Upon seeing the two above operations, it should now be clear why these are viewed as convolution operations. In particular, they’re convolutions where the previous incoming (or “upstream” in CS231n verbiage) gradients act as the input, and the Jacobian encodes the convolution operator’s “filters.” If it helps, feel free to transpose the whole thing above to get it in line with my matrix-vector multiply near the beginning of the post.

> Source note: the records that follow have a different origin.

PR #957, opened 2026-04-05
Introduce an inlineable API for the 'short inputs' problem

lemire:
Our functions are very fast but they typically cannot be inlined at the calling site (they are not in the headers). This leads to issue https://github.com/simdutf/simdutf/issues/925

How do you solve this generally?

It is tough to do automagically.

So the idea to give the control to the caller. It introduces a new namespace `inlineable` that mimics our main API. So people can call it like so...

```cpp
  if (len < small_input_threshold) {
    return simdutf::inlineable::convert_utf8_to_utf16(input, len, output);
  }
  return simdutf::convert_utf8_to_utf16(input, len, output);
```

Folks can then do the engineering on their side, deciding when to use the inlineable (but slower) function.

WARNING: This PR was done by AI, it is not meant for review per se at this stage. It is purely the expression of an idea. If the idea finds support, the code will be done properly with human review of every line.


lemire:
Note that the tests don't pass nor are they expected to. This is a prototype for illustration purposes only.

pauldreik:
when using the inline api as proposed in this PR, does the code actually get inlined? What I have heard people say is that functions that are more than a few lines long are not so likely to get inlined (without tweaking the compiler inline parameters)

if it doesn't actually get inlined, there is no point diverting to the scalar implementation.

lemire:
> when using the inline api as proposed in this PR, does the code actually get inlined? What I have heard people say is that functions that are more than a few lines long are not so likely to get inlined (without tweaking the compiler inline parameters) if it doesn't actually get inlined, there is no point diverting to the scalar implementation.


Right now, this PR is basically equivalent to adding a single file (there are other changes but they are secondary). So it is not as bad as it looks.

But this is a very good question.

lemire:
So using our short benchmark tool, I raw benchmarks with inputs of 1 element. The most interesting cases are our length computation functions. You see that the inlineable versions run in about 1.5 ns (this includes some overhead, obviously) whereas our conventional functions need over 3 ns, no matter what.

benchmark_length1

The command is

```
./build/benchmarks/shortbench --step 8 --max-size 16 --all
```




At least in my benchmark, the gains are not obvious once we reach 9 elements of inputs.

benchmark_length9


So that's not very conclusive.

lemire:
@pauldreik Maybe there is no hope for this direction.

lemire:
For people reading this: this PR is in draft mode for a reason.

Now, why does 231n say that filters are “spatially flipped?” It’s easiest to draw this out on pencil and paper by looking at how the math works out for each component in the convolution. Let’s look at the computation for $\frac{\partial L}{\partial \mathbf{x}}$. Imagine the vector $\frac{\partial L}{\partial \mathbf{o}}$ as input to the convolution. The vector-matrix multiply above will result in a filter from $\mathbf{w}$ sliding through from left-to-right (i.e., starting from $\frac{\partial L}{\partial o_1}$) but with the filter actually in reverse: $(w_3,w_2,w_1)$. Technically, the input actually needs to be padded by 1, and the stride for the filter is 1.

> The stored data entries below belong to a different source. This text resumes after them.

PR #958, opened 2026-04-09
reduce the size of our tools

lemire:
On my mac, I get this...

| Tool       | Before (full simdutf)       | After (feature-specific)    | Reduction    |
|------------|-----------------------------|-----------------------------|--------------|
| fastbase64 | 223 KB (208 KB stripped)    | 131 KB (119 KB stripped)    | 41% smaller  |
| sutf       | 223 KB (203 KB stripped)    | 150 KB (137 KB stripped)    | 32% smaller  |

Interestingly, I get

```
$ which base64
/usr/bin/base64
$ ls -alh /usr/bin/base64
-rwxr-xr-x  5 root  wheel   133K août  16  2025 /usr/bin/base64
```

vs

```
ls -al build/tools/fastbase64
-rwxr-xr-x@ 1 dlemire  staff  133832 avr.   9 15:20 build/tools/fastbase64
```

This is possible through the magic of features (thanks to @WojciechMula for the idea).
So, on my system, `fastbase64` ends up SMALLER.

This makes no sense to me. We should be much fatter.

Update: the trick is that we depend on the C++ lib which is a dynamic library under macOS.


lemire:
I think that copilot is drunk.

pauldreik:
interesting experiment!
on my system (debian trixie, amd64), building with "-O3 -march native", fastbase64 is 1.2M stripped.

If I build like this:
```shell
#!/bin/sh
singleheader/amalgamate.py --with-base64
(cat singleheader/simdutf.h
grep -v '#include "simdutf.h"' singleheader/simdutf.cpp
tail -n +2 tools/fastbase64.cpp ) >main.cpp

/usr/lib/ccache/g++-14 -march=native -O3 -DNDEBUG -std=c++17 main.cpp
```
the stripped result is 119 Kb.

lemire:
@pauldreik Really?

Here is what I get on Rocky Linux (x86)...


Before this PR:

```
465824 build/tools/fastbase64
```

with this PR...

```
204184 build/tools/fastbase64
```

So a dramatic reduction.

On this machine

```
Rocky Linux release 10.1 (Red Quartz)
```

This system assumes `x86_64-v3`. So simdutf just builds the haswell and icelake kernel (as no other kernel is needed).

I think Debian still seek to support everything all the way back to the Pentium 4 so you are going to have 4 kernels. It might be up to 2x larger.  Still, you should see a massive reduction in the size of the binary with this PR.


Can you double check?

pauldreik:
I am sorry, I should have been clearer that I ran on master. I checked the flags used by a default build and repeated the test. Here is my full test script.

```shell
#!/bin/sh
singleheader/amalgamate.py --with-base64
(cat singleheader/simdutf.h
grep -v '#include "simdutf.h"' singleheader/simdutf.cpp
tail -n +2 tools/fastbase64.cpp ) >main.cpp

c++ -O3 -DNDEBUG -std=c++17 -mno-avx256-split-unaligned-load -mno-avx256-split-unaligned-store main.cpp -o fastbase64.onetu
strip fastbase64.onetu
ls -lah fastbase64.onetu # 243K

c++ -O3 -march=native -DNDEBUG -std=c++17 -mno-avx256-split-unaligned-load -mno-avx256-split-unaligned-store main.cpp -o fastbase64.onetu-native
strip fastbase64.onetu-native
ls -lah fastbase64.onetu-native # 119K

cmake -B /tmp/blaha -S .
cmake --build /tmp/blaha/
strip /tmp/blaha/tools/fastbase64
ls -lah /tmp/blaha/tools/fastbase64 # 1.1 M before PR, 772K after
```

So this PR indeed reduces the size (from 1.1M to 772K).

On my machine, the single translation unit gets it down to 243K and to 119K if compiling for the current architecture.

lemire:
Ok. I am merging this since it is beneficial (less bloat).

For $\frac{\partial L}{\partial \mathbf{w}}$, the filter is now from $\mathbf{x}$. This time, while the filter itself is in the same order, as in $(x_1,x_2,x_3,x_4)$, it is applied in reverse, from right-to-left on the input vector, so the first computation is for $\frac{\partial L}{\partial o_4}$. I assume that’s what the notes mean as “spatially flipped” though it feels a bit misleading in this case. Perhaps I’m missing something? Again, note that we pad 1 on the input and use a stride of 1 for the filter.

In theory, generalizing to 2D is, as Professor John Canny has repeated said both to me individually and the CS 182/282A class more broadly, just a matter of tracking and then regrouping indices. In practice, unless you’re able to track indices as well as he can, it’s very error-prone. Be very careful. Ideally this is what the CS 182/282A students did to implement the backwards pass, rather than resort to looking up a solution online from someone’s blog post.